#### Extracted information:
PR #531, opened 2024-10-16
fix(popover): NO-JIRA set -webkit-app-region: no-drag

braddialpad:
# fix(popover): NO-JIRA set -webkit-app-region: no-drag

Obligatory GIF

- [x] Fix

## :book: Description

Add `-webkit-app-region: no-drag` to popover and modal overlays.

## :bulb: Context

The header region in the native app header is very aggressive and by default overrides all mouse events. So this means if you have a popover that's over the header, it won't highlight items and won't trigger click events if you click on the portion that is over top of the app header. It also will not close the popover if you click outside of the popover on the header, which is not expected behaviour. Setting `-webkit-app-region: no-drag` allows click events to pass through.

#### What needs to be done:
From the data above, copy out every line with the string "drag" in it.

#### Completed task:
fix(popover): NO-JIRA set -webkit-app-region: no-drag
# fix(popover): NO-JIRA set -webkit-app-region: no-drag
Add `-webkit-app-region: no-drag` to popover and modal overlays.
The header region in the native app header is very aggressive and by default overrides all mouse events. So this means if you have a popover that's over the header, it won't highlight items and won't trigger click events if you click on the portion that is over top of the app header. It also will not close the popover if you click outside of the popover on the header, which is not expected behaviour. Setting `-webkit-app-region: no-drag` allows click events to pass through.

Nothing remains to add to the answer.